◆ **DIRECTIONS**
Among the records below, find each line bearing the word "deviceExtraArgs" and copy it.

◆ **PROVIDED DATA**
PR #325, opened 2025-01-24
qemu: add deviceExtraArgs option for devices

vunnyso:
This option could be useful in case we may need to pass any extra arguments to pci device.
For example:
`-device vfio-pci,host=x,multifunction=on,id=hostId,x-igd-opregion=on`

### DIFF
--- a/lib/runners/qemu.nix
+++ b/lib/runners/qemu.nix
@@ -290,9 +290,12 @@ lib.warnIf (mem == 2048) ''
       "-device" "qemu-xhci"
     ]
     ++
-    builtins.concatMap ({ bus, path, ... }: {
+    builtins.concatMap ({ bus, path, qemu,... }: {
       pci = [
-        "-device" "vfio-pci,host=${path},multifunction=on"
+        "-device" "vfio-pci,host=${path},multifunction=on${
+          # Allow to pass additional arguments to pci device
+          lib.optionalString (qemu.deviceExtraArgs != null) ",${qemu.deviceExtraArgs}"
+        }"
       ];
       usb = [
         "-device" "usb-host,${path}"
--- a/nixos-modules/microvm/options.nix
+++ b/nixos-modules/microvm/options.nix
@@ -352,6 +352,7 @@ in
         } {
           bus = "pci";
           path = "0000:01:01.0";
+          deviceExtraArgs = "id=hostId,x-igd-opregion=on";
         } {
           # QEMU only
           bus = "usb";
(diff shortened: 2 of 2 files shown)


vunnyso:
@astro please help to review.

vunnyso:
Rebased.

nixos-modules/microvm/options.nix
```diff
@@ -372,6 +373,13 @@ in
               Identification of the device on its bus
             '';
           };
+          deviceExtraArgs = mkOption {
```
astro: I am a bit nitty about the name: the option is already inside `devices` and it's qemu-specific. How do you like `qemu.extraArgs`?

lib/runners/qemu.nix
```diff
@@ -290,9 +290,12 @@ lib.warnIf (mem == 2048) ''
       "-device" "qemu-xhci"
     ]
     ++
-    builtins.concatMap ({ bus, path, ... }: {
+    builtins.concatMap ({ bus, path, deviceExtraArgs,... }: {
       pci = [
-        "-device" "vfio-pci,host=${path},multifunction=on"
+        "-device" "vfio-pci,host=${path},multifunction=on${
+          # Allow to pass additional arguments to pci device
+          lib.optionalString (requirePci && deviceExtraArgs != null) ",${deviceExtraArgs}"
```
astro: `requirePci` is already `true` when there are pci `devices`.

astro (changes requested):

nixos-modules/microvm/options.nix
vunnyso: I think `qemu.extraArgs` allow to pass extra arguments to `qemu`
**Example:**
` -device 'tpm-tis,tpmdev=tpm' `

And what I am trying to add is allowing to pass extra args to `pci` device itself

**Example:** 
Say for graphics `pci` device, if I want to pass extra arguments to particular device then I think below args comes by default:
` -device 'vfio-pci,host=0000:00:02.0,multifunction=on' `

In case say I want to pass extra `pci` arguments to graphics device
**Example:**
` -device 'vfio-pci,host=0000:00:02.0,multifunction=on,id=hostId,x-igd-opregion=on' `

We can do if deviceExtraArgs option is allowed.

lib/runners/qemu.nix
vunnyso: Cool, I have removed extra check.

nixos-modules/microvm/options.nix
astro: I was proposing renaming `deviceExtraArgs` into `qemu.extraArgs` but obviously that would be very confusing... :-) `qemu.deviceExtraArgs`?

vunnyso: Addressed.

astro:
Thanks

◆ **ANSWER TO THIS PROBLEM**
qemu: add deviceExtraArgs option for devices
+          lib.optionalString (qemu.deviceExtraArgs != null) ",${qemu.deviceExtraArgs}"
+          deviceExtraArgs = "id=hostId,x-igd-opregion=on";
+          deviceExtraArgs = mkOption {
+    builtins.concatMap ({ bus, path, deviceExtraArgs,... }: {
+          lib.optionalString (requirePci && deviceExtraArgs != null) ",${deviceExtraArgs}"
We can do if deviceExtraArgs option is allowed.
astro: I was proposing renaming `deviceExtraArgs` into `qemu.extraArgs` but obviously that would be very confusing... :-) `qemu.deviceExtraArgs`?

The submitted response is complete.